The Hosmer-Lemeshow Goodness-of-Fit Test

Sufficient replication within subpopulations is required to make the Pearson and deviance goodness-of-fit tests valid. When there are one or more continuous predictors in the model, the data are often too sparse to use these statistics. Hosmer and Lemeshow (2000) proposed a statistic that they show, through simulation, is distributed as chi-square when there is no replication in any of the subpopulations. This test is available only for binary response models.

First, the observations are sorted in increasing order of their estimated event probability. The event is the response level specified in the response variable option EVENT=, or the response level that is not specified in the REF= option, or, if neither of these options was specified, then the event is the response level identified in the “Response Profiles” table as “Ordered Value 1”. The observations are then divided into approximately 10 groups according to the following scheme. Let N be the total number of subjects. Let M be the target number of subjects for each group given by

$M = [0.1 \times N + 0.5]$

where $[x]$ represents the integral value of x. If the single-trial syntax is used, blocks of subjects are formed of observations with identical values of the explanatory variables. Blocks of subjects are not divided when being placed into groups.

Suppose there are $n_1$ subjects in the first block and $n_2$ subjects in the second block. The first block of subjects is placed in the first group. Subjects in the second block are added to the first group if

$n_1 < M \quad \mbox{and} \quad n_1 + [0.5 \times n_2] \leq M$

Otherwise, they are placed in the second group. In general, suppose subjects of the (j – 1) block have been placed in the kth group.

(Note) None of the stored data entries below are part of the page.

PR #923, opened 2022-11-17
Clumsily Adds A Rudementary Implant

Ikmachek:
## About The Pull Request
Adds dummy implants and an implanter to the loadout almost like Virgo has. I did my best to get them to just place within the mob like they also have but that requires a tgui element we'll never have, so my next best idea was toss in an implanter. If someone smarter than me wants to take a crack at this, by all means. However the implants can be named, retain their names and descs, so it's good enough for me!

## Why It's Good For The Game
Silly little flavor to push the idea minor cyber and bio augments are part of the setting.

## Changelog
```changelog
add: Custom implants/augments ala Virgo.
```

### DIFF
--- a/zzzz_modular_occulus/code/modules/loadout/lists/misc.dm
+++ b/zzzz_modular_occulus/code/modules/loadout/lists/misc.dm
@@ -36,23 +36,17 @@
 	)
 	gear_tweaks += new /datum/gear_tweak/path(balls)
 
-/datum/gear/implant/generic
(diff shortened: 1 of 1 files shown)


Trilbyspaceclone:
The reason why its failing to past the integration tests is do to all those being a subtype of
"/datum/gear/implant"
that has no values such as display name.

Shadow-Quill (approved):

PR #925, opened 2022-11-30
TGUI-ification

Shadow-Quill:
## About The Pull Request
Adds TGUI.

## Why It's Good For The Game

ohmygod it's such a better interface to use.
also clobbers in a whole lotta changes from upstream, like asset caching, master controller updates, and other stuff.

absolutely this **MUST** be testmerged before merging

NanoUI still exists everywhere except for the changelog panel, as that is the only interface which Eris transferred over.

## Changelog
```changelog
add: Added TGUI.
```


Shadow-Quill:
this shoooould be able to be testmerged now. the failing check is due to a map apc check integration test failing for some reason.

ShadzFen:
A-SFM-GoingForPizza

PR #930, opened 2022-12-21
Mark-Recapture Roaches

Takykardi:
## About The Pull Request

Adds two "new" types of roaches. As in, just normal roachlings and kampfers with pink paint on their butts. This is in response to a prompt after discussion about the results of an in character experiment that was performed.

## Why It's Good For The Game

In character, an experiment was begun to estimate the population size of the roaches aboard the Light using a standard mark-recapture methodology. This... did not go very well. Within hours, even freshly hatched roachlings began to show the pink paint.
And a thanks to Fel for helping me put the var/spawn_type in the 'right' place outside of the if blocks so that way it's A. less of a fustercluck visually and B. doesn't need every single one of them to have that var/ bit.

## Changelog
```changelog
add: code for the pink butt roaches, about a 1 in 50 chance for them to show up
imageadd: new pink butt roaches
code: put the var/spawn_type in roaches.dm in the right place
```


Shadow-Quill (approved):

Jamini:
The madlad actually did it.

PR #941, opened 2023-01-19
No law zero'd drones

Shadow-Quill:
## About The Pull Request

Maintenence drones shouldn't be forcefully law zero'd when an AI becomes malf.
The only time they should get those laws is when emagged.

## Changelog
```changelog
fix: Maintenence drones will no longer be force synced to a AI if it becomes an antag.
```


Jamini (dismissed):

Jamini:
This is failing to compile

Jamini (approved):

PR #943, opened 2023-01-20
Accessory Update

Mocha-Not-Latte:
## About The Pull Request
Adds in the ability to put accessories on your armor, and a decent amount of new options. Aswell as the ability to change the CAS Harness to an armored vest

## Why It's Good For The Game
Cosmetics :)


zzzz_modular_occulus/code/modules/clothing/masks/masks.dm
```diff
@@ -2,70 +2,3 @@
 	body_parts_covered = 0
 	style = STYLE_HIGH	// Scarves oughta be stylish!
 
-/obj/item/clothing/mask/scarf/shemaugh
```
Jamini, line 5: This means they will lose the style bonus, which is something of a shame.

Jamini (changes requested):
Please move the modular changes to core files to a modular file. Nothing that was changed needs to be inline here.

Jamini (approved):
exciting stuff

PR #961, opened 2023-04-19
new encounter map: one-star biofacility

bearrrrrrrr:
## About The Pull Request

bio-facility onestar map. probably going to be an overmap encounter after being used as an event map

## Changelog
```changelog
add: start of one-star bio-facility
```


bearrrrrrrr:
this motherfucker

Jamini (approved):

PR #983, opened 2023-05-18
Siren Weight Adjust & Required Crew Fix

WeNeedMorePhoron:
## About The Pull Request
- Adjust siren weight to 0.25 and required crewmember to 12 (Instead of the intended 8 which ended up as a de facto 8). 
- Remove the max_crew_diff_lower variable which defaulted to 10, leading to all event without it set explicitly having 10 lower required crew than expected.

## Why It's Good For The Game
Make Siren no longer fire on low pop, lower its chance of firing. Also align coder expectations of req_crew blocking events firing on low pop round with what is happening. 

CHANGES: 
Because of these changes, numerous event's actual required crew has been adjusted upward. I am open to feedback to changing it back.
- Malf AI now fire on min. 15 pop instead of 10 pop (might need adjustment?)
- Marshal fire on min. 10 pop instead of 0 pop
- Mercenary fire on min. 5 pop instead of -5 pop
- Siren fire on min. 12 pop instead of 5 pop

## Changelog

Let c be the total number of subjects currently in the kth group. Subjects for the jth block (containing $n_ j$ subjects) are also placed in the kth group if

$c < M \quad \mbox{and} \quad c + [0.5 \times n_ j] \leq M$

Otherwise, the $n_ j$ subjects are put into the next group. In addition, if the number of subjects in the last group does not exceed $[0.05 \times N]$ (half the target group size), the last two groups are collapsed to form only one group.

Note that the number of groups, g, can be smaller than 10 if there are fewer than 10 patterns of explanatory variables. There must be at least three groups in order for the Hosmer-Lemeshow statistic to be computed.

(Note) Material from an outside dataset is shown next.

PR #989, opened 2023-05-20
Add stomach pump to sleeper

WeNeedMorePhoron:
## About The Pull Request
Add Stomach Pump to sleeper, which remove 10 (out of 400 max possible) nutrition per tick and also remove stomach (Ingested) reagents at the same rate as Dialysis.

The Hosmer-Lemeshow goodness-of-fit statistic is obtained by calculating the Pearson chi-square statistic from the $2\times g$ table of observed and expected frequencies, where g is the number of groups. The statistic is written

$\chi ^2_{HL} = \sum ^{g}_{i=1} \frac{(O_ i - N_ i {\bar{\pi }}_ i)^2}{N_ i {\bar{\pi }}_ i (1 - {\bar{\pi }}_ i)}$

where $N_ i$ is the total frequency of subjects in the ith group, $O_ i$ is the total frequency of event outcomes in the ith group, and ${\bar{\pi }}_ i$ is the average estimated predicted probability of an event outcome for the ith group. (Note that the predicted probabilities are computed as shown in the section Linear Predictor, Predicted Probability, and Confidence Limits and are not the cross validated estimates discussed in the section Classification Table.) The Hosmer-Lemeshow statistic is then compared to a chi-square distribution with $(g-n)$ degrees of freedom, where the value of n can be specified in the LACKFIT option in the MODEL statement. The default is n = 2. Large values of $\chi ^2_{HL}$ (and small p-values) indicate a lack of fit of the model.